[Work task] The result should be every line of the listing that holds the word "raised".

[Input data]

━━━

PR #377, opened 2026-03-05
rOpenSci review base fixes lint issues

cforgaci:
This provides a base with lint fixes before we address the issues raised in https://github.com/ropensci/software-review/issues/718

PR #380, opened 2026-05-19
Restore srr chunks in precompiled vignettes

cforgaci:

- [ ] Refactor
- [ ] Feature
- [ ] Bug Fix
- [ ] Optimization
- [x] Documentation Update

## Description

━━━

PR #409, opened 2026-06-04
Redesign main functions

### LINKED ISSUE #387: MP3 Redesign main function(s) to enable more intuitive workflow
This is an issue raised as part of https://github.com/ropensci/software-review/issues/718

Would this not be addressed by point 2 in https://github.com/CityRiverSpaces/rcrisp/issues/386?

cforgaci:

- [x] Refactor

━━━

[Answer to this problem]
This provides a base with lint fixes before we address the issues raised in https://github.com/ropensci/software-review/issues/718
This is an issue raised as part of https://github.com/ropensci/software-review/issues/718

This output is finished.